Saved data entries
────

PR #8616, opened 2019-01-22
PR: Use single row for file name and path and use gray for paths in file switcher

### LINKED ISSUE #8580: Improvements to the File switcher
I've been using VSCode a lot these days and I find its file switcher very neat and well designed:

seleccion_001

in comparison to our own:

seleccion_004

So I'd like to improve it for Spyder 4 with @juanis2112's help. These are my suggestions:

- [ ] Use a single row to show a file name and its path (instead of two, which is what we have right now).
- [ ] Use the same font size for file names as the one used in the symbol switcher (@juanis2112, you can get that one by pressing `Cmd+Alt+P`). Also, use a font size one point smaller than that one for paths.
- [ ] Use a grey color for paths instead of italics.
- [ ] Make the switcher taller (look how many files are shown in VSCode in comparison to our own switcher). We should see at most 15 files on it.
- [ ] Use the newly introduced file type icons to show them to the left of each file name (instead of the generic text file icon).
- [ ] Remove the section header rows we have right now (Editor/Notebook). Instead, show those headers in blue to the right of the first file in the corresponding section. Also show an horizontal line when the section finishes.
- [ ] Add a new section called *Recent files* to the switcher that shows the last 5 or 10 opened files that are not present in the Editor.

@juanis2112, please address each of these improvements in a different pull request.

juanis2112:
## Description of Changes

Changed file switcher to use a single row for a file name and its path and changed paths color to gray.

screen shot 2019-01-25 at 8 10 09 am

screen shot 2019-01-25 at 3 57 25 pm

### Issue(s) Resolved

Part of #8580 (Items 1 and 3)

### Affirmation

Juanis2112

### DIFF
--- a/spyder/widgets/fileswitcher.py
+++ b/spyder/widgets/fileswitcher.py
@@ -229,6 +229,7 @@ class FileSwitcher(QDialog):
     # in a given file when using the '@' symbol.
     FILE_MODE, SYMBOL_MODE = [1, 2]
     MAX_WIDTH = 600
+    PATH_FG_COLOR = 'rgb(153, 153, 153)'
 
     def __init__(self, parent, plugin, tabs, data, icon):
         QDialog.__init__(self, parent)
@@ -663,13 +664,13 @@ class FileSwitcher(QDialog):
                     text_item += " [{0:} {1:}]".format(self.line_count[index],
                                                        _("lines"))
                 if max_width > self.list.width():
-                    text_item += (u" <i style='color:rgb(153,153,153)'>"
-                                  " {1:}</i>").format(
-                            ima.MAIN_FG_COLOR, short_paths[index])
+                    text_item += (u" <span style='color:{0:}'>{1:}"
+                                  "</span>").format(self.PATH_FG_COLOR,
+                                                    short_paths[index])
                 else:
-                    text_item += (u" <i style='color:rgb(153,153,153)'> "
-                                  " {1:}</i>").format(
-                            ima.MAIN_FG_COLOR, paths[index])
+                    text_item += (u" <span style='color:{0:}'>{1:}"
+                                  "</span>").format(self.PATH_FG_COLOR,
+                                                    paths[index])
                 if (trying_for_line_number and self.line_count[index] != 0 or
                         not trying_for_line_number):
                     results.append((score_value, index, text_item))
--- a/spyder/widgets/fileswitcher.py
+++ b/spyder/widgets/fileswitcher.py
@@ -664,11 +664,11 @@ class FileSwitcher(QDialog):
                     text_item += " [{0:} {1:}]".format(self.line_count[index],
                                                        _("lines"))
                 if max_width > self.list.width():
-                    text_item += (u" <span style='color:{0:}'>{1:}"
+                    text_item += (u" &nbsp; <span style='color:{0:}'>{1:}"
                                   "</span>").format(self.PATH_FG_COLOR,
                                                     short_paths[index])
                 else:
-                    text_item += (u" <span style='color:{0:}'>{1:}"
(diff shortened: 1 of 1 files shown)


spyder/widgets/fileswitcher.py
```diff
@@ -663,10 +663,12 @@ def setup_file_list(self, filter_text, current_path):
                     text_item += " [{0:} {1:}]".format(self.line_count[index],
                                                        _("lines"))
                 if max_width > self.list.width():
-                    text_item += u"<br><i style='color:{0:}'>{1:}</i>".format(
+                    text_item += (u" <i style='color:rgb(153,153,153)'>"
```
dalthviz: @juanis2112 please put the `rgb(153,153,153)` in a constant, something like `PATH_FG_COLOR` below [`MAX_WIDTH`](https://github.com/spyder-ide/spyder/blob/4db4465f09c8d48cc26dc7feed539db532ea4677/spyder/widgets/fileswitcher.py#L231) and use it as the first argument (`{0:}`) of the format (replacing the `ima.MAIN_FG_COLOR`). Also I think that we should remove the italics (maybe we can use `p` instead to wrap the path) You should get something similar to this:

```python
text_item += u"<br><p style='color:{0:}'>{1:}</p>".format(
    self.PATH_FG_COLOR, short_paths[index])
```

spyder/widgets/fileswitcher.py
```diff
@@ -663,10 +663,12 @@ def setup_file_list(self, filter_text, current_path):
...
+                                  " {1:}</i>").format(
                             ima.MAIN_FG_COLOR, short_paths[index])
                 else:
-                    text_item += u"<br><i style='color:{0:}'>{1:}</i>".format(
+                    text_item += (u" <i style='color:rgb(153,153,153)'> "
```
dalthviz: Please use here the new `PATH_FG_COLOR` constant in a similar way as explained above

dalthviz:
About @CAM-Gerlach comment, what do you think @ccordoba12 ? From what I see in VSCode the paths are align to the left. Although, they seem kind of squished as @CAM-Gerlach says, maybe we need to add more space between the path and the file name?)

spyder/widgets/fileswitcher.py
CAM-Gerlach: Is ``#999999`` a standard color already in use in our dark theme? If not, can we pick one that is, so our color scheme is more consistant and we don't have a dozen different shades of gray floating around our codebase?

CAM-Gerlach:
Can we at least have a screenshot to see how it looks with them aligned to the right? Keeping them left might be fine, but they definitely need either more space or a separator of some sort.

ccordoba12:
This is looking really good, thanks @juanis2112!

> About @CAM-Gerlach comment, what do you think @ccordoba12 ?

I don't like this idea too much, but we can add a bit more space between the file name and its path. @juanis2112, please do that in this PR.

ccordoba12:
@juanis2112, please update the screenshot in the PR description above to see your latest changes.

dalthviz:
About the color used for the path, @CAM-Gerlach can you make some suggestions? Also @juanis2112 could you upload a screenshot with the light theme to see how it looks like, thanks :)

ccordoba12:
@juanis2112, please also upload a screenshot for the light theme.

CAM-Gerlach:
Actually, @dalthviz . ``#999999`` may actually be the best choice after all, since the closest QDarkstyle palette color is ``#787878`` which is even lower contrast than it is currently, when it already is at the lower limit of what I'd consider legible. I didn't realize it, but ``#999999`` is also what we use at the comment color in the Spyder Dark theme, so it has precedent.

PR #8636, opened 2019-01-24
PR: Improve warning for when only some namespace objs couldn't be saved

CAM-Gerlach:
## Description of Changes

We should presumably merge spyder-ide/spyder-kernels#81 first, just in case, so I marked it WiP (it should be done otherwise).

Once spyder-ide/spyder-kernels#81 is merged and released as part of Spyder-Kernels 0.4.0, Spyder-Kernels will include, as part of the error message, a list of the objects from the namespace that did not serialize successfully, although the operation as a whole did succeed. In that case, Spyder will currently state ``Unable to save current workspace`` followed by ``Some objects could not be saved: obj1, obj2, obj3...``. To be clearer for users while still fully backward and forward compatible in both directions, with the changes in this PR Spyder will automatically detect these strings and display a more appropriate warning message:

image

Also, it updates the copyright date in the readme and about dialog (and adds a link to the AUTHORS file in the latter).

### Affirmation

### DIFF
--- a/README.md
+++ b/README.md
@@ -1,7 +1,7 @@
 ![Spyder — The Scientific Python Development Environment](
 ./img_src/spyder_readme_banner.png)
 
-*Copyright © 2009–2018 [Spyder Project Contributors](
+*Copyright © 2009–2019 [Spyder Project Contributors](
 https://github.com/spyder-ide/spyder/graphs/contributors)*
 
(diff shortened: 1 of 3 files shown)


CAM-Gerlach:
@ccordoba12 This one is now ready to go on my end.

────

Return solely the count of lines in the data above in which the word "upload" occurs.

2